OOW 2011 – Oracle XML DB and Big Data

Last day of Oracle Open World and I am currently attending the last presentations. The first presentation, “Oracle XMLDB: A noSQL Approach to Managing all your Unstructured Data”, deals with the no-SQL approach and using Oracle XML DB in the context of using it with “Big Data”, that is unstructured data. The title of the presentation is “a bit” misleading due it reference to noSQL data handling. XML is mostly used in the area’s of structured, data centric, semi-structured an unstructured, that is document centric data. Due to the flexibility of XML, it can be used for bridging those data content forms. Via the XDB repository, xmltype storage and xmlindex, that content can be moved into the XML DB part of the Oracle database, mapped and categorized. You can use repository events to shred and filter this map while the data is going in regarding interfacing via FTP or WebDAV. In all the presentation addressed a lot of already known fact of the XMLDB functionality and not really how to use it with huge amounts of unstructured data.

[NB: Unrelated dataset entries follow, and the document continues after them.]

PR #1314, opened 2016-06-07
Add console to bridge

felixmulder:
This PR does two things:

1. Adds the ability to use `console` from within an sbt-session that is using the dotty-bridge
1. Creates an aggregated subproject in the build file so that we may publish the correct snapshot artifacts using `sbt dotty-core/publishLocal` or to deploy real snapshots: `sbt dotty-core/publish`

### DIFF
--- a/bridge/src/main/scala/xsbt/ConsoleInterface.scala
+++ b/bridge/src/main/scala/xsbt/ConsoleInterface.scala
@@ -1,0 +1,68 @@
+/* sbt -- Simple Build Tool
+ * Copyright 2008, 2009 Mark Harrah
+ */
+package xsbt
+
+import xsbti.Logger
+import scala.tools.nsc.{ GenericRunnerCommand, Interpreter, InterpreterLoop, ObjectRunner, Settings }
+import scala.tools.nsc.interpreter.InteractiveReader
+import scala.tools.nsc.reporters.Reporter
+import scala.tools.nsc.util.ClassPath
+
+import dotty.tools.dotc.repl.REPL
+import dotty.tools.dotc.repl.REPL.Config
+
+class ConsoleInterface {
+  def commandArguments(
+    args: Array[String],
+    bootClasspathString: String,
+    classpathString: String,
+    log: Logger
+  ): Array[String] = args
+
+  def run(args: Array[String],
+          bootClasspathString: String,
+          classpathString: String,
+          initialCommands: String,
+          cleanupCommands: String,
+          loader: ClassLoader,
+          bindNames: Array[String],
+          bindValues: Array[Any],
+          log: Logger
+  ): Unit = {
+    val completeArgs =
+      args                                    :+
+      "-bootclasspath" :+ bootClasspathString :+
+      "-classpath"     :+ classpathString
+
+    println("Starting dotty interpreter...")
+    val repl = ConsoleInterface.customRepl(
+      initialCommands :: Nil,
+      cleanupCommands :: Nil,
+      bindNames zip bindValues
+    )
+    repl.process(completeArgs)
+  }
+}
+
+object ConsoleInterface {
+  def customConfig(
+    initCmds: List[String],
+    cleanupCmds: List[String],
+    boundVals: Array[(String, Any)]
+  ) = new Config {
+    override val initialCommands: List[String] = initCmds
+    override val cleanupCommands: List[String] = cleanupCmds
+    override val boundValues: Array[(String, Any)] = boundVals
+  }
+
+  def customRepl(cfg: Config): REPL = new REPL {
+    override lazy val config = cfg
+  }
+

My last presentation of the day and of Oracle Open World was the one of the FedEx XMLDB implementation on Exadata. They try to use XML to streamline multiple different data streams with different kinds of content and ability to create hierarchy, dependency and rules on the data. Overall its much easier to parse and validate as a flat file, standard SQL operations are available, multiple programmings support and XSLT is available to handle the data. Storage in XMLDB was chosen due to the advantage to store the XML natively without writing a complex application to parse into many relational tables. In principle, applying standards instead of creating your own solution and therefore spending more development time regarding the solving the business problem instead of building the XML data processing methods themselves.

Currently the system is using XMLType Object Relational storage with sub-partitioning and hash partitioned nested table indices on Oracle 11.2.0.3.0 to store their data within a 11g 4 Node RAC linux environment.

In all they also are now on Oracle 11g more able to move to the XQuery standards instead of using propriety solutions for their system to move forward on.

The second bit of the presentation actually dealt a bit with Exadata testing in comparison to a FedEx kind of setup and its findings.

A second use case test with Exadata was setup based on XBRL data compared to a non Exadata machine. Curious point was that the setup was done on a “single-node” Exadata machine.

I liked this last presentation if not only it had some useful and, at least for me, interesting information regarding how far you can push some of the use-case requirements in the XMLDB realm of things.